The Ethereum network is handling as much activity as it ever has thanks to a steady uptrend of growing demand.
On May 29th, the tracker site Etherscan showed that Ethereum processed more than 49 billion units of gas in payments to node operators on the day, a new record for the second largest public blockchain behind Bitcoin.
Gas is the fundamental pricing unit used in the Ethereum ecosystem that helps users identify how much it costs to execute transactions and smart contracts. One unit of gas is comprised of 20 Gwei, which is a denomination of ether (ETH), the native asset and figurative fuel of the project’s network. One gwei is 10**9 of a wei, while one wei is 1/10**18 of one ether.
Yesterday, the Ethereum network broke its record for Total Daily Gas Used. pic.twitter.com/c4ybS3vcoQ
— ETHGasStation (@ETHGasStation) May 30, 2019
The rising network activity hasn’t led to acute congestion, as transaction fees and times have remained low this week. Per gas analyzer site ETH Gas Station, the recommended gas price for transactions was one gwei at press time — roughly $0.005 USD — and the median wait time for a transaction confirmation was one block, or approximately 12 seconds.
Such performances have been markedly better than when activity spiked on Ethereum in the past, namely when the popularity of CryptoKitties first exploded in 2017 and transactions on the blockchain’s network were acutely slowed, which led to users paying atypically high fees in order to get faster confirmations.
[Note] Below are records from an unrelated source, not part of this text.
PR #464, opened 2017-02-07
Added failing test for digitalbazaar/jsonld.js#167

jmatsushita:


test-suite/tests/compact-manifest.jsonld
```diff
@@ -586,6 +586,14 @@
...
       "expect": "compact-0072-out.jsonld"
     }, {
+      "@id": "#t0073",
+      "@type": ["jld:PositiveEvaluationTest", "jld:CompactTest"],
+      "name": "Mapped @id and @type",
+      "purpose": "Ensure that compaction works with mapped @id and @type",
+      "input": "compact-0073-in.jsonld",
+      "context": "compact-0073-context.jsonld",
+      "expect": "compact-0073-out.jsonld"
+      }, {
```
gkellogg: For this to work consistently, you need to add "option": {"base": "http://example/base/"} or similar to the test definition.

gkellogg:
Also, the version of the test suite you're using doesn't seem to be the current master branch, which includes tests after 0072.

gkellogg:
@jmatsushita @dlongley I someone want's to fix the PR, we can incorporate the test, otherwise close without prejudice?

jmatsushita:
Hi there, bumped into this bug again in jsonld.js digitalbazaar/jsonld.js#167 and thought I'd update this PR. 

> includes tests after 0072.

Yes I did see this but got confused with the numbering (which is also lettering now which I don't if its semantic somehow). Can you tell me which number to use?

> This seems like a reasonable test, although by default, @type has type @vocab, not @id, but that may be the point of your test.

It wasn't actually so I've simplified the test which still yields an error in jsonld.js 0.4.11 digitalbazaar/jsonld.js#167

jmatsushita:
Ug. I made the history ugly. Happy to close this PR and reopen a new one.

gkellogg:
> Yes I did see this but got confused with the numbering (which is also lettering now which I don't if its semantic somehow). Can you tell me which number to use?

Identifiers don't really mean anything, I used some arbitrarily based on the feature which was being added, specifically so we didn't get into naming conflicts, As long as your identifier generally fits in the scheme and does not conflict with an existing identifier, you should be good to go.

gkellogg:
Yes, please create a fresh PR based on the current "master" branch, which should only add the new test files and update the manifest.

PR #472, opened 2017-03-30
Add CSP: upgrade-insecure-requests

BigBlueHat:
Fixes the Mixed Content mess...for real.

I have this in place on the [LevelGraph Playground](http://wileylabs.github.io/levelgraph-playground) and it works.

Cheers!
🎩

### DIFF
--- a/playground/index.html
+++ b/playground/index.html
@@ -14,7 +14,7 @@
     <!-- Meta Tags -->
     <meta name="viewport" content="width=device-width, initial-scale=1.0">
     <meta http-equiv="Content-Type" content="text/html;charset=utf-8" />
-
+    <meta http-equiv="Content-Security-Policy" content="upgrade-insecure-requests">
 
     <!-- Style Sheets -->
     <link rel="stylesheet" type="text/css" href="../static/css/bootstrap/bootstrap.css">


gkellogg:
Looks like this is causing the playground to not load, I'm going to back it out.

davidlehn:
http://caniuse.com/#search=upgrade-insecure-requests
This is not universally supported.  I just tested in Edge by adding "http://schema.org" to the `@context` in that above link.  It output a console "Access is deined." error.  So some other solution is still needed if the desire is to just blindly switch protocols.

I think sites should warn users if they are doing this.  Or maybe make it an option somehow.  In practice it's probably true that most sites serve the same data on https and http.  But that's not a requirement.  It's also very possible that a server for a http URL might not support https.  What happens in that case?

gkellogg:
Site doesn't run HTTPS quite yet, once it does, we can re-apply this.

cc/ @davidlehn

BigBlueHat:
Yeah. Sorry about this mess. It's not of my making of course. :wink: But obviously these attempts to fix the mess the browser are making by "aggressively deprecating HTTP" with these sort of sanctioned "hacks" aren't really going to solve for all the scenarios possible--especially in a playground such as this.

I'd also forgotten (apologies) that the json-ld.org site wasn't using HTTPS yet--whereas the [LevelGraph Playground](http://wileylabs.github.io/levelgraph-playground) is because of `*.github.io` URLs all being HTTPS now.

Anyhow. Apologies for yet-more-mess trying to solve for these scenarios.

I do hope some leadership in the Linked Data space surfaces that addresses this "rename all the things" situation...

Sorry again,
🎩

PR #526, opened 2023-05-29
feat: make it a library and a cli

### LINKED ISSUE #525: make it a library with a CLI
**Is your feature request related to a problem? Please describe.**
Simplify UX and use it as a library in other projects (e.g. clients) 

**Describe the solution you'd like**
A simple refactor as CLI + Python Library.

**Describe alternatives you've considered**
No other alternatives were currently explored.

**Additional context**
Original scripts `ingest.py` and `privateGPT.py` should keep the same interface to not break current usage.

emilianobonassi:
Fixes #525 

Keep the same interface for `ingest.py` and `privateGPT.py` but refactored to use a library and a CLI.

I've built this, to speed up my own usage and to prepare for building a specific client. Sharing with the community thinking it will be useful for you too.

With this PR, `privateGPT.py` becomes a Click-based CLI exposing the following commands:

- `chat`, the default command when the CLI is invoked without command that runs the original privateGPT scripts
- `ingest`, executes the logic for ingesting documents
- `init`, this is new and it's useful to bootstrap a new env, copying the default configuration and downloading the default model
- `reset`, just drop the database (instead of dropping manually the folder)`

Example of launching `privateGPT.py --help`

```
Usage: privateGPT.py [OPTIONS] COMMAND [ARGS]...

  Ask questions to your documents without an internet connection, using the
  power of LLMs.

Options:
  --help  Show this message and exit.

Commands:
  chat    Query your documents.
  ingest  Ingest your documents.
  init    Inititalize with default settings.
  reset   Reset your database.
```

NB: it's the beginning of making a library, a few things like `setup.py` and others are missing but could be added after this.


maozdemir (approved):
LGTM

privateGPT/ingestor.py
```diff
@@ -0,0 +1,169 @@
...
+def load_single_document(file_path: str) -> Document:
+    ext = "." + file_path.rsplit(".", 1)[-1]
+    if ext in LOADER_MAPPING:
+        loader_class, loader_args = LOADER_MAPPING[ext]
+        loader = loader_class(file_path, **loader_args)
+        return loader.load()[0]
+
+    raise ValueError(f"Unsupported file extension '{ext}'")
+
+def load_documents(source_dir: str, ignored_files: List[str] = []) -> List[Document]:
```
Kondrahin, line 80: To avoid further bugs, it is possible better to write `ignored_files: List[str] = None` (also in `_process_documents`) and then make a check
```python
if ignored_files is None:
        ignored_files = []
```
See important warning in [Python tutorial](http://docs.python.org/tutorial/controlflow.html#default-argument-values).

RonquilloAeon:
I like your architecture.

PR #558, opened 2023-05-30
if you accept this, .xlsx able

Midmost:
Hi it's the first time I'm trying to give pull request to someone
so please don't be mad whether I'm right or wrong....

Thanks for good source, good luck!

Sincerely, Momo

### DIFF
--- a/ingest.py
+++ b/ingest.py
@@ -6,6 +6,9 @@ from dotenv import load_dotenv
 from multiprocessing import Pool
 from tqdm import tqdm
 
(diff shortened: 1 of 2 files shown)


maozdemir (changes requested):
I doubt this is necessary since the Unstructured-IO library supports natively, despite not being included in the langchain environment. You could try implementing that instead.

Midmost:
OK thanks 😊

2023년 6월 2일 (금) 오전 9:52, maozdemir ***@***.***>님이 작성:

As for what has led to the current spate of activity, bullish optimism returning to the cryptoeconomy has undoubtedly been a large driver. As the prices of bitcoin, ether, and other top coins have been trending upward in recent months, buy pressure has been growing around these projects.
So with more ether being purchased, more ether is being used — and in some cases, such ether is being locked up in decentralized finance apps like MakerDAO CDPs to take out stablecoin loans only to buy more ether. Recently, the amount of outstanding loan volume on Ethereum’s top DeFi platforms hit a $100 million USD valuation for the first time ever, an indication of rising demand.
https://twitter.com/max_bronstein/status/1134095369783169024
Beyond just leveraging and speculation, though, blockchain gaming underpinned by Ethereum is also on the up-and-up. For example, the backers of CryptoKitties, Dapper Labs, have recently unveiled a new battle royale in Cheeze Wizards, which already has seen 1,000 ether submitted as payments for the game’s duelable wizard tokens.
What remains to be seen is whether more network congestion spikes will accordingly be had before Ethereum’s “ETH 2.0” Serenity upgrade materializes.
Another Milestone? Decentralized Oracles on Ethereum, Thanks to ChainLink Mainnet
The activation of ChainLink’s mainnet on May 30th didn’t break any records, but it did mark a milestone for the wider Ethereum ecosystem.
That’s because the mainnet’s launch has brought decentralized oracle capabilities to Ethereum, a reality that may prove to make the blockchain’s smart contracts “smarter” than ever, as these oracles will be able to feed real-world data to Ethereum’s otherwise intentionally inward-looking smart contracts.
In an associated announcement, ChainLink community leader and SmartContract.com chief executive officer Sergey Nazarov explained how the project leveraged decentralization to vet the external data that its oracles receive and send out:
“Chainlink’s approach to solving the problem of a ‘single trusted third party’ uses the same method that secures smart contracts themselves: decentralized computation. The Chainlink network allows multiple independent nodes to perform decentralized computations about the accuracy of an external input before it is written into a smart contract.”
In that post, Nazarov said some of the first oracle networks on Ethereum will be centered around retrieving “reliable market prices,” e.g. an ETH-USD conversion rate.
So just while Ethereum is getting more use than ever, the capabilities in and around the blockchain are also steadily reaching new heights.